NEW YORK (AP) – One of these days, Paula Radcliffe will come into the New York City Marathon without something to prove.
She insists she doesn’t seek out the race as a stage for a stirring comeback, that it’s just an event she enjoys. Even if she did win in New York in 2004 to rebound from Olympic disappointment and last year in her first marathon as a mother.
“Yeah, I think that’s just the way it’s worked out,” Radcliffe said Friday. “I mean, desperately I didn’t want it to be that this year. I wanted to be able to come back and defend having had things work out the way I wanted to in Beijing. But that didn’t happen.”
A stress fracture in her thigh limited her training heading into this year’s Olympics, and she had to stop several times during the race to work out pain in her legs. The world record holder finished 23rd.
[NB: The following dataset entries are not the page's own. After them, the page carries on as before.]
Issue #446, opened 2022-01-26
Links to emails don't work correctly in email logs


jamesrwelch:
In the admin interface, in the email logs, email addresses appear as links, but when clicked go to 'undefined'. 
<img width="497" alt="Screenshot 2022-01-26 at 21 24 00" src="https://user-images.githubusercontent.com/1869668/151249463-40e0edd3-5f4b-4b16-93c4-9b25abf5c933.png">
Similar to #445 / #442, and so assigning to Gail, but I realise that's a bit presumptuous, so please feel free to unassign!

GBishop-PHSA:
@jamesrwelch  Ready for review.

PR #447, opened 2022-01-26
gh-446 Update HTML parser for mailto links

GBishop-PHSA:
gh-446 Update to link creator to return the mailto link for emails


jamesrwelch (approved):
Lovely stuff... thank you so much!

PR #450, opened 2022-01-28
Include version number of profiles when selecting to add/edit

### LINKED ISSUE #402: Indistinguishable dynamic profiles
**Describe the bug**
When adding a profile that has branches and versions to a data model multiple indistinguishable profiles are listed in the drop down

**To Reproduce**
1. Edit a profile with branching
2. Save
3. Try adding that profile to an existing model

**Expected behavior**
Only the current finalised profile is offered
**Screenshots**
image

pjmonks:
Resolves #402 by listing the version number next to the profile display name

image


jamesrwelch (approved):
Lovely :)

PR #457, opened 2022-02-02
Grey-out buttons after submission

shikhavani:
#456 # @olliefreeman @pjmonks

### DIFF
--- a/src/app/wizards/dataModel/data-model-main/data-model-main.component.ts
+++ b/src/app/wizards/dataModel/data-model-main/data-model-main.component.ts
@@ -51,6 +51,7 @@ export class DataModelMainComponent implements OnInit {
     private folders: FolderService,
     private title: Title) { }
 
+  disabledSave = false;
   ngOnInit() {
     this.title.setTitle('New Data Model');
 
@@ -90,6 +91,7 @@ export class DataModelMainComponent implements OnInit {
   };
 
   save() {
+    this.disabledSave =  true;
     const details = this.steps[0].compRef.instance as DataModelStep1Component;
     const types = this.steps[1].compRef.instance as DataModelStep2Component;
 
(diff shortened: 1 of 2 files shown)


src/app/wizards/dataModel/data-model-main/data-model-main.component.ts
```diff
@@ -114,12 +116,16 @@ export class DataModelMainComponent implements OnInit {
...
+          this.disabledSave =  false;
           this.messageHandler.showError('There was a problem saving the Data Model.', error);
           return EMPTY;
         }))
       .subscribe((response: DataModelDetailResponse) => {
         this.messageHandler.showSuccess('Data Model saved successfully.');
+        this.disabledSave =  false;
         this.stateHandler.Go('datamodel', { id: response.body.id }, { reload: true, location: true });
+      }, error => {
+        this.disabledSave =  false;
```
pjmonks, line 128: There is a shorter way of setting this flag back to `false` without having to duplicate it. There is an `rxjs` operator called `finalize()` which, if included in the `pipe()`, will always be called regardless of whether it was successful or not. Including something like the following would then you only need to set this flag once:

```ts
.addToFolder()
.pipe(
  catchError(error => {
    // Error case
  }),
  finalize(() => this.disabledSave = false)  // Always called at the end
)
.subscribe((response) => {
  // Success case
});
```

pjmonks (changes requested):
Generally the solution looks good, thank you. Please could you review my comments though to fix up a couple of things.

Also, there are linting issues found in your changes which our build picked up on. If you run this command you will get a HTML report, you'll only need to care about the errors found (there will be lots of warnings, please ignore those):

```bash
npm run eslint -- --format html -o eslint_report.html
```

@jamesrwelch You've mentioned that there may be more places where a submission button should be disabled whilst saving, perhaps the issue should be updated to list these places to clearly identify them? Then this PR could cover all those cases too.

shikhavani:
Ok. Sure. I will go through it and will update you

joe-crawford:
Thanks for your PR @shikhavani. Sorry for the delay, we'd missed this update. Would you be able to sign the Contributor Licence Agreement for this to be merged?

Link to the CLA: https://cla-assistant.io/MauroDataMapper/mdm-ui?pullRequest=457

cc @jamesrwelch

Issue #460, opened 2022-02-03
Data Elements of Data Types not displayed


joe-crawford:
# Description

When viewing the 'Data Elements' tab of a Data Type that is in use, no data elements appear.

# Steps to reproduce

1. Create a data model that has a data type which used by a data element, e.g. by importing an attached example model: 
[hr_model_20220203T135953.json.txt](https://github.com/MauroDataMapper/mdm-ui/files/7995135/hr_model_20220203T135953.json.txt)
2. Open the data type that is in use (Text type on Employees class in attached example)
3. Click on the Data Elements tab of the data type, no data elements appear.

# Expected behavior

The Data Elements tab of a Data Type should display the elements that use the type, accessible via the `{dataType}/dataElements` endpoint. 

# Environment

## Desktop 

Please complete the following information:
- OS: macOS
- Browser: Chrome 98

Tested on latest develop of mdm-ui and recent mdm-core.

jon-bowen:
dataModel was not being initialised in data-type.component. Added a subscription to initialise if exists.

jon-bowen:
Fixed whitespace issue.
I also added an npm script "eslint-nofix-quiet" so I can see what errors there are without being wiped out with the 811 warnings.

PR #468, opened 2022-02-15
gh-460: Data Elements of Data Types not displayed

jon-bowen:


pjmonks (changes requested):
The fix itself looks good and functions correctly 👍 

The only issue found during the build was a linting issue. Fortunately, if you run `npm run eslint` the error in question will automatically fix itself because it's so simple. If you could push up that change I'll be happy to approve.

jon-bowen:
Fixed whitespace issue.
I also added an npm script "eslint-nofix-quiet" so I can see what errors there are without being wiped out with the 811 warnings.

PR #469, opened 2022-02-16
MC-9802 Update tree control with endpoint updates

pjmonks:
* Folders returned for the tree root no longer auto-expand, so ensure that every container can be expanded on request
* Send modelCreatableOnly param for the tree view in the import screens

**Note:** this PR can be converted from draft once `MauroDataMapper/mdm-core` branch `feature/mc-9801` has been merged.

### DIFF
--- a/src/app/folders-tree/folders-tree.component.ts
+++ b/src/app/folders-tree/folders-tree.component.ts
@@ -283,19 +283,10 @@ export class FoldersTreeComponent implements OnChanges, OnDestroy {
     try {
       switch (node.domainType) {
         case CatalogueItemDomainType.Folder:
-          if (this.justShowFolders) {
-            const folderResponse = await this.resources.tree.get('folders', 'folders', node.id).toPromise();
-            return folderResponse.body;
-          } else {
-            return node.children;
-          }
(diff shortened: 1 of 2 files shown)


olliefreeman (approved):
Develop core branch is merged. This is good to go from my side

jamesrwelch:
Folder contents are no-longer appearing in alphabetical order.  Is an extra parameter to the endpoint required?  @olliefreeman @pjmonks
Otherwise, seems to work just fine.  I wonder whether a future improvement might be to retrieve and cache some of the folders in the background, so that expanding is quicker.  But overall a nice speed improvement.
Screenshot 2022-02-17 at 14 14 19

olliefreeman:
theres no optoins to change it its hardcoded
folders are always alphabetical
models should be as well
however DM content (DCs) "should" be returned as alphabetical childless then alphabetical parents

however ... i saw this exact problem the other day...im wondering if something i changed somehow caused the ordering ("sort") call to not be made, prob best to raise a bug on mdm-core and say that folders do not appear to being sorted properly in the tree. Then i'll fix it asap

PR #473, opened 2022-02-23
Feature/gh 466

jon-bowen:
Url routing parameter dataClassId was not being extracted from the fnode, and the dataModelId was not being passed into the url matching anyway.
There was another bug which has also been fixed by this:
Expand a folder (folder 1) and another folder (folder 2)
Click on a data class in folder 2 so that it's shown in the right hand pane; then right click on a data class in folder 1 and click View => Open in new window. The result will be "not found".


pjmonks (approved):
This seems to fix the issue. Only minor thing I've noticed is that line 587 seems to be indented twice compared to the rest of the code - might be worth checking your tab setup in your editor, it should be 2 spaces for 1 tab. That's not going to prevent me approving this though 👍

Issue #52, opened 2021-04-22
Merging Only works for DM


gammonpeter:
Trying to merge anything but a DM fails

PR #485, opened 2022-03-03
#483 Use correct endpoint for moving Folders and Versioned Folders

### LINKED ISSUE #483: Changing a Folder's parent is using the wrong endpoint which is stopping finalised VFs from being moved
When changing a folder's parent the UI should NOT be using a standard PUT/update with the body
```json
{"id":"23fc4906-c1a9-43fc-8b8f-7414136ff426","parentFolder":"fc6a86e3-2497-4f81-a790-2fc9de387d71"}
```

it MUST use the changeFolder endpoint `http://localhost/api/folders/{{folder_id}}/folder/{{destination_folder_id}}`
if the above endpoint is not used then VersionedFolders cannot be moved around after they are finalised.

There is a corresponding issue to update this endpoint for "root" moves where the `destination_folder_id` would be null see MauroDataMapper/mdm-core#235.

pjmonks:
Fixes #483 so that Versioned Folders can now be moved after they have been finalised.

Depends on PR MauroDataMapper/mdm-resources#52


jamesrwelch (approved):
Nice one 👍

PR #486, opened 2022-03-03
#464 Use content editor for description fields in "New..." wizards

### LINKED ISSUE #464: Description field editor should be HTML editor when creating things
When creating a data model, data class, data element, etc there is the opportunity to enter a description - this text field editor should us the Jodit editor to allow HTML / Markdown to be added
Description Editor

pjmonks:
Resolves #464 

image


jamesrwelch (changes requested):
Minor change - I thin it needs the word 'description' somewhere so we can see which field is being edited.

pjmonks:
I've tried to add labels above the description content editors now, which look like this:

image

They don't look consistent with the other Angular Material fields because they are not wrapped in a `mat-form-field` component - they can't be, because these custom editors have not been configured to be allowed as child components. I've tried to replicate the style of these labels as best I can for now instead.

jamesrwelch (approved):
Yes, this is great, thanks :)

PR #487, opened 2022-03-04
Change requests to get administrator status of user

### LINKED ISSUE #484: Remove the additional call during the login process to allow the login window to disappear
Currently when logging in the UI makes an additional call to `api/session/isApplicationAdministration` as soon as it receives confirmation from the API that the user is logged in. It will not close the login popup window until the response from this call is received.

The issue is that an improvement to the API to speed up the log in process itself is now returning the first call but leaving the API in a "locked" state for the user's security policy. Any subsequent calls to the API will stall until the lock has been removed via the async operation building the security policy.

This means the call to this additional endpoint is stalling for the time the policy is locked, thereby not progressing the user any further into the application.

If the UI did not make this call immediately, but rather closed the popup window and then progressed and made the call while it loaded the tree then it could allow users to possibly perform other actions.

No additional actions or endpoints are required to handle the "lock" its a built in feature to the API to just hold any calls while a policy is being updated.

pjmonks:
Resolves #484 

* Removed `api/session/isApplicationAdministration` endpoint request within login operation to speed up login. Backend will now do security work in the background and not block. This closes the Login dialog faster and speeds up the UI.
* Updated all call sites to use correct way of request is administrator state
* Cache `isAdmin` flag so subsequent requests will not send unnecessary network requests

You can test this on the MauroDataMapper/mdm-core branch `feature/mc-9803` to see the full speed benefit, though this change is not dependent on that - you can run the latest snapshot of `mdm-core` and the UI changes will still work. The key part is that all previous functionality that must check whether the user is an admin or not works exactly as before.

### DIFF
--- a/src/app/admin/app-container/app-container.component.html
+++ b/src/app/admin/app-container/app-container.component.html
@@ -48,7 +48,7 @@ SPDX-License-Identifier: Apache-2.0
                 </li>
             </ul>
 
-            <ul class="menu-list" *ngIf="isAdmin">
+            <ul class="menu-list" *ngIf="isAdministrator">
                 <p class="marginless pl-2 text-muted">Admin settings</p>
                 <li>
                     <a role="menuitem" uiSref="appContainer.adminArea.home" uiSrefActive="active">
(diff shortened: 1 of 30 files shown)


olliefreeman:
MauroDataMapper/mdm-core#283 contains the API changes

olliefreeman:
MauroDataMapper/mdm-core#283 is in develop

jamesrwelch (approved):
This all works very nicely and the UI feels a lot slicker now 👍

PR #488, opened 2022-03-09
#407 Choose terminology for codeset now returns full ordered list

### LINKED ISSUE #407: When editing a codeset, and choosing a terminology, list is not properly paginated or ordered
When editing a codeset, and choosing a terminology, list is not properly paginated or ordered.  This means the search doesn't work either

Screenshot 2021-12-15 at 09 22 55

pjmonks:
Resolves #407 

The call to fetch the available terminologies was simply missing query parameters to return all (no pagination) and set correct sort order of results.


jamesrwelch (approved):
Great, thanks.  I think additionally you'd want to see the version no. where multiple terminologies exist with the same version, but that can be another ticket.

Issue #493, opened 2022-03-14
Indistinguishable dynamic profiles when viewing


joe-crawford:
# Description

Similar to #402 (when editing), when viewing a dynamic profile with multiple versions on a data model, the versions are indistinguishable.

# Steps to reproduce

1. Using the UI, create a dynamic profile specification model and finalise (to create version 1.0.0).
2. Create a new version of the dynamic profile specification model from 1. and finalise again (to create version 2.0.0).
3. Create a data model and apply one of the dynamic profile versions.
4. When viewing the data model, in the profile dropdown, the two dynamic profile versions are indistinguishable.

# Expected behavior

If multiple profile versions are shown when viewing a datamodel, the version number should be included (as it is when adding a profile after PR #450).

# Environment

## Desktop 

Please complete the following information:
- OS: macOS
- Browser: Chrome 99
- Mauro: latest develop of core, ui and resources

# Additional context

N.B. viewing multiple profile versions using develop of mdm-core may be affected by maurodatamapper/mdm-core#292 if there is a non-finalised profile specification model version.

joe-crawford:
Also change the View/Edit and Add New profile dropdowns to only show the latest (finalised) versions of profiles.

Issue #56, opened 2021-04-22
Empty string MDM_UI_THEME_NAME env variable breaks the UI theme loading


olliefreeman:
**Describe the bug**
If `MDM_UI_THEME_NAME` is set to an empty string then the UI cannot load any theme resulting in a 404 on `assets/themes//logo.png`

**To Reproduce**
Set `MDM_UI_THEME_NAME=''` then run or build and run the ui

**Expected behavior**
If the env variable is blank or null or not present then we should use the default theme, we should also probably handle an unknown theme to default to the "default" theme incase someone puts junk in.

**Screenshots**
![Screenshot-2021-04-22-at-12 20 47](https://user-images.githubusercontent.com/2587424/115706676-ceb62500-a365-11eb-9aec-0e8289f358c0.png)

PR #494, opened 2022-03-17
Show version numbers in view/edit profiles dropdown

joe-crawford:
Add version number to profile view/edit dropdown and allow backend to filter versions of profiles displayed (resolves gh-493)

### DIFF
--- a/src/app/modals/add-profile-modal/add-profile-modal.component.ts
+++ b/src/app/modals/add-profile-modal/add-profile-modal.component.ts
@@ -44,7 +44,7 @@ export class AddProfileModalComponent implements OnInit {
         profiles.body.forEach((profile) => {
           const prof: any = [];
           prof['display'] = `${profile.displayName} (${profile.version})`;
-          prof['value'] = `${profile.namespace}/${profile.name}`;
+          prof['value'] = `${profile.namespace}/${profile.name}/${profile.version}`;
           this.allUnusedProfiles.push(prof);
           this.showProfileSelector = true;
         });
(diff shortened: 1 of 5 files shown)


joe-crawford:
Depends on https://github.com/MauroDataMapper/mdm-resources/pull/56.

Also depends on https://github.com/MauroDataMapper/mdm-core/pull/293 (merged to develop).

jamesrwelch (changes requested):
One thing that seems to have stopped working with this commit... is that when you add a new profile, it doesn't properly route the next page to display the new profile properly... Are you able to reproduce this and work out this issue?

joe-crawford:
> One thing that seems to have stopped working with this commit... is that when you add a new profile, it doesn't properly route the next page to display the new profile properly... Are you able to reproduce this and work out this issue?

Yes I had noticed similar issues, although I think they were already occurring on develop branch (raised as gh-503). Looking again I have realised it is related to how the new configurable default profile is set. The above commit resolves it for me however as the issue was sometimes intermittent, so could you check if this resolves it for you?

joe-crawford:
Commit 864cba2 contains a change to gh-350 Default dynamic profile view configuration:

The API property to set is still `ui.default.profile.namespace`; it must be publicly readable.

As the profile display names may not be unique, the default profiles are now set by:

| namespace | key | value | example value |
|-|-|-|-|
| value of `ui.default.profile.namespace` | `namespace` | profile provider `namespace` | `uk.ac.ox.softeng.maurodatamapper.profile.provider` |
| value of `ui.default.profile.namespace` | `name` | profile provider `name` | `A%20Dynamic%20Profile` |
| value of `ui.default.profile.namespace` | `version` | profile provider `version` | `1.0.0` |

jamesrwelch (approved):
Amazing work, well done!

Radcliffe pronounced herself fit as she tries Sunday to defend her title and become just the second woman to win three NYC Marathons.
The 34-year-old Englishwoman came into the 2004 race less than three months after health problems forced her to drop out of the Olympic marathon in Athens. She beat Susan Chepkemei by three seconds in a thrilling finish.
In 2007, Radcliffe was running her first marathon in more than two years and had battled injuries after giving birth. She defeated Gete Wami by 23 seconds and was able to celebrate afterward with 9-month-old daughter Isla.
She found the 2004 race particularly satisfying “probably because it was my first and because it was kind of re-establishing myself back after what happened in Athens.”
“I think last year it was just really enjoyable just to get out there and just to be racing again. I felt like I had missed it a lot with the time that I had had through pregnancy and then with the injury afterwards,” she added.
“It was a longer break, and I think probably more of a lift in enjoyment and just exhilaration to be back racing again. I remember running over the Verrazano Bridge last year, and it meant a whole big deal to me just to be out there racing with everyone else.”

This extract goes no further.